Lymphocyte-variant hypereosinophilia usually takes a benign and indolent course. Long-term treatment with corticosteroids lowers blood eosinophil levels as well as suppresses and prevents complications of the disease in >80% of cases. However, signs and symptoms of the disease recur in virtually all cases if corticosteroid dosages are tapered in order to reduce the many adverse side effects of corticosteroids. Alternate treatments used to treat corticosteroid resistant disease or for use as corticosteroid-sparing substitutes include interferon-α or its analog, peginterferon alfa-2a, mepolizumab (an antibody directed against IL-5), ciclosporin (an immunosuppressive drug), imatinib (an inhibitor of tyrosine kinases; numerous tyrosine kinase cell signaling proteins are responsible for the growth and proliferation of eosinophils (see clonal eosinophilia}), methotrexate and hydroxycarbamide (both are chemotherapy and immunosuppressant drugs), and alemtuzumab (an antibody that binds to the CD52 antigen on mature lymphocytes thereby marking them for destruction by the body). The few patients who have been treated with these alternate drugs have exhibited good responses in the majority of instances. Reslizumab, a newly developed antibody directed against interleukin 5 that has been successfully used to treat 4 patients with the hypereosinophilic syndrome, may also be of use for lymphocyte-variant eosinophilia. Patients suffering minimal or no disease complications have gone untreated.

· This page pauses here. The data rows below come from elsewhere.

PR #6017, opened 2024-07-11
chore(e2e): Port My Queries tests, fix Refresh Databases COMPASS-8006

lerouxb:
* I realised that refresh databases wasn't actually doing anything. I just fixed it in this PR
* This un-skips the my queries tests for multiple connections
* I renamed the test file because it isn't actually per-instance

In 10% to 25% of patients, mostly 3 to 10 years after initial diagnosis, the indolent course of lymphocyte-variant hypereosinophilia changes. Patients exhibit rapid increases in lymphadenopathy, spleen size, and blood cell numbers, some cells of which take on the appearance of immature and/or malignant cells. Their disease soon thereafter escalates to an angioimmunoblastic T-cell lymphoma, peripheral T cell lymphoma, anaplastic large-cell lymphoma (which unlike most lymphomas of this type is anaplastic lymphoma kinase-negative), or cutaneous T cell lymphoma. The malignantly transformed disease is aggressive and has a poor prognosis. Recommended treatment includes chemotherapy with fludarabine, cladribine, or the CHOP combination of drugs followed by bone marrow transplantation.

== History ==
For years, lymphocyte-variant hypereosinophilia was used to describe hypereosinophilia associated with any one of several aberrant T cell lymphoproliferative disorders. In 1987, however, a 42-year-old male patient was described who presented with cardiac failure, mitral heart valve regurgitation, pericardial effusion, splenomegaly, kidney dysfunction, non-specific skin lesions, a six-year history of eosinophilia, and, on admission, an eosinophil blood count of 7,150 per microliter (normal <500/microliter), a level that was 50% of total white blood cells (normal <5%). Blood smears revealed that these eosinophils as well as other white blood cells were mature and normal in appearance. Bone marrow examination revealed greatly increased eosinophils (60% of nucleated cells) in all states of maturation but with a normal karyotype; tissue biopsies revealed eosinophil infiltrates in liver and skin as well as eosinophilic vasculitis. Cell cultures from the patient's bone morrow grew an abnormally high percentage (52%) of eosinophil colony-forming units (CFUs). Nine of 25 cell clones derived from the patient's blood T cells stimulated abnormally high (>60%) eosinophil CFUs when incubated with bone marrow cells taken from a non-identical donor; supernatant fluid taken from the patient's T cells was also active in inducing eosinophil CFUs from the non-identical donor's bone marrow cells. Immunophenotyping of these eosinophil CFU-stimulating T cells indicated that they expressed the CD4 but not CD8 cell surface cluster of differentiation antigen, suggesting that they were cytokine-secreting helper T cells. Characterization of the T cell receptor on these T cell's revealed several patterns of rearrangement in the receptor's β chains. The eosinophilia in this patient, therefore, appeared due to the expansion of a clone of T cells that secreted a factor stimulating bone marrow precursor cells to differentiate into normal eosinophils.